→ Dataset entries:

☆ ☆ ☆ ☆ ☆ ☆ ☆

Issue #1556, opened 2019-03-08
Annotation should allow automatically sorting by image similarity


znation:
Similar to #1555, but we should also allow "similarity" to be one of the sort orderings.

PR #1638, opened 2019-03-19
Adding Image Similarity to the Annotation Toolkit

abhishekpratapa:
- added featurizer in image_similarity.


abhishekpratapa:
Not labeled WIP anymore. Ready for review!

src/toolkits/image_deep_feature_extractor/image_deep_feature_extractor_toolkit.hpp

☆ ☆ ☆ ☆ ☆ ☆ ☆

→ WHAT YOU SHOULD DO:
Every line of data must be returned unchanged.

→ OUTPUT FOR THIS TASK:
Issue #1556, opened 2019-03-08
Annotation should allow automatically sorting by image similarity


znation:
Similar to #1555, but we should also allow "similarity" to be one of the sort orderings.

PR #1638, opened 2019-03-19
Adding Image Similarity to the Annotation Toolkit

abhishekpratapa:
- added featurizer in image_similarity.


abhishekpratapa:
Not labeled WIP anymore. Ready for review!

src/toolkits/image_deep_feature_extractor/image_deep_feature_extractor_toolkit.hpp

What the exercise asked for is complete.